# Baby Seagull



## Lizard Loft

Last night at around 10pm i got a phone call from my nan reguarding a baby seagull running around the street, still all fluffly that has clearly fallen off its roof top nest, 

my 1st response was leave it alone as the parents will still feed it on the ground, that was that, turns out not, 10pm the phone goes again, the bird has almost been run over half a dozen times as the road is quite a busy one (always cats on the side of the road after being hit etc) and with my nan being 83 and a bit of a worrier me and my brother go round to take a look,

the bird still has all its downy fluff and no sign of proper feathers, so its definately not a fledgling and has fallen out, now normally i would always leave a gull baby, either in a back garden etc somewhere safe and secure or ideally grab a ladder and take it up to the nest, but i dont have a 4 story ladder, as the houses on my nans street are big old 3/4 stories, 

we asked around and no one wanted it in their garden as it has been running round the street for a few days and they where all sick of being dive bombed by the parents when leaving their homes, some people even said if we attempted to put it back and used their gardren for the ladder or the ladder came anywhere near their house they would call the police as apparently itll just jump out again and is a waste of time :censor:... 

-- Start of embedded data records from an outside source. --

PR #1776, opened 2026-08-12
Fix Python nested model serialization

ChiragAgg5k:
## What does this PR do?

Fixes Python SDK serialization for generated `additionalProperties` models by replacing `model_dump()` / `to_dict()` overrides with a Pydantic v2 `@model_serializer`.

This keeps the existing `data` envelope used for generic payload type-safety, but makes it work when the model is nested and serialized by pydantic-core:

```text
before: RowList.to_dict() -> rows: [{"$id": "b01", ...}]
after:  RowList.to_dict() -> rows: [{"$id": "b01", ..., "data": {"title": "T"}}]
```

The same applies to nested preferences:

```text
before: UserList.to_dict() -> users: [{..., "prefs": {}}]
after:  UserList.to_dict() -> users: [{..., "prefs": {"data": {"theme": "dark"}}}]
```

## Test Plan

```text
php example.php python
composer lint-twig
composer refactor:check
```

Also verified the regenerated Python SDK with a local Pydantic v2 reproducer for `RowList`, `UserList`, typed row data, and `Preferences`.

## Related PRs and Issues

- #XXXX

## Checklist

- [x] Have you read the [Contributing Guidelines on issues](https://github.com/appwrite/appwrite/blob/master/CONTRIBUTING.md)?
- [x] If the PR includes a change to an API's metadata (desc, label, params, etc.), does it also include updated API specs and example docs? N/A

### DIFF
--- a/src/SDK/Language/Python.php
+++ b/src/SDK/Language/Python.php
@@ -772,6 +772,46 @@ class Python extends Language
         return false;
     }
 
+    protected function getAdditionalPropertiesExpectationLines(?string $model, array $spec, string $target): array
+    {
+        if (!$model || !array_key_exists($model, $spec['definitions'] ?? [])) {
+            return [];
+        }
+
+        $modelDef = $spec['definitions'][$model];
+        $lines = [];
+
+        if (!empty($modelDef['additionalProperties'])) {
+            $lines[] = $target . "['data'] = {}";
+        }
+
+        foreach ($modelDef['properties'] ?? [] as $property) {
+            if (!($property['required'] ?? false) || empty($property['sub_schema']) || ($property['type'] ?? '') === self::TYPE_ARRAY) {
+                continue;
+            }
+
+            $propertyName = str_replace(["\\", "'"], ["\\\\", "\\'"], (string) $property['name']);
+            $lines = [
+                ...$lines,
+                ...$this->getAdditionalPropertiesExpectationLines(
+                    $property['sub_schema'],
+                    $spec,
+                    $target . "['" . $propertyName . "']"
+                ),
+            ];
+        }
+
+        return $lines;
+    }
+
+    protected function getAdditionalPropertiesExpectations(?string $model, array $spec, string $target): string
+    {
+        return implode("\n", array_map(
+            fn(string $line): string => '        ' . $line,
+            $this->getAdditionalPropertiesExpectationLines($model, $spec, $target)
+        ));
+    }
+
     /**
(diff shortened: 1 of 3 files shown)


ChiragAgg5k:
`@model_serializer(mode='wrap')` is the right shape — the old override could never work for nested models because pydantic-core does not call subclass Python methods when serializing a parent. Confirmed the nested case against a local reproducer of the new template logic:

```python
RowList.to_dict()
# {'total': 1.0, 'rows': [{'$id': 'b01', 'data': {'title': 'Dune', 'rating': 4.5}}]}   ✅
```

Worth noting the blast radius is wider than TablesDB, in case it helps the test plan: the same `with_data`/`_data` pattern is in `row.py`, `document.py`, `user.py`, `team.py`, `organization.py`, `preferences.py` and all five `*_list.py` siblings, so `list_documents`, `list_teams` and `list_organizations` were dropping payloads too.

Two things I think are worth settling before this merges.

### 1. Payload-only models gain an envelope the API does not have

The serializer sets `result['data']` unconditionally for anything with `additionalProperties`. That is right where the model also has declared fields to separate the payload from, and wrong where it has none. `Preferences` declares no fields:

```python
account_get_prefs()  -> {'data': {'theme': 'dark'}}
User.to_dict()       -> {'$id': 'u1', 'prefs': {'data': {'theme': 'dark'}}}
# REST returns          {'$id': 'u1', 'prefs': {'theme': 'dark'}}
```

The `data` key separates nothing here — preferences *are* the payload — and no other SDK wraps `prefs`. The double wrap is pre-existing for direct `getPrefs()` calls so it is not a regression, but this PR is the natural place to fix it: skip the envelope when the model has no declared fields, e.g. gate on `definition.properties` being empty in the template, or on `type(self).model_fields` at runtime.

### 2. The nested case is a silent behaviour change

Independent of (1): anyone reading `user['prefs']` gets `{}` today and `{'data': {...}}` after this change. Code that currently works around the empty dict will not start working — it will read the wrong key. Worth a changelog note whichever way (1) lands.

---

Context on why this matters beyond the SDK: this was the headline defect in a [recent MCP benchmark](https://6a79b8b74e1f6bf83f68.appwrite.network/) — `list_rows` returned row IDs with no column values, so reading one page of 10 rows cost 10 extra `get_row` calls. It was attributed there to MCP response serialization; it is this. We deliberately removed the client-side workaround from `appwrite/mcp` so the fix lands once, here.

so weve ended up taking it, so i emptied my shed out (needed a sort through anyway) made a partiction with work top i was keeping for a workbench, and the little fella is happy as larry in his little pen, 

luckily he eats straight from the bowl so i wont have to have much contact with him, and as my dogs all eat raw meat, i have plently of fish and meat to raise him up on, 

so i figured id start a thread to show his progress, here he is at the minute,


----------



## 4lph4d0g

Cool, what do you feed it? When will it be old enough to set free? Will it be ok when set free as its not had parents around? Thats shocking the pepple saying they would phone the police.


----------



## Joeysnake92

update on the baby as ino lizard loft it has eaten well today and seems to be calm and not to stressed out. It is also making the effort to clean itself good signs so far : victory:


----------



## brittone05

Awww if you lived near me, you could put it in my garden it is cute  Sadly, we have no "sea" near us so it would have to be a country gull lol x


----------



## Lizard Loft

4lph4d0g said:


> Cool, what do you feed it? When will it be old enough to set free? Will it be ok when set free as its not had parents around? Thats shocking the pepple saying they would phone the police.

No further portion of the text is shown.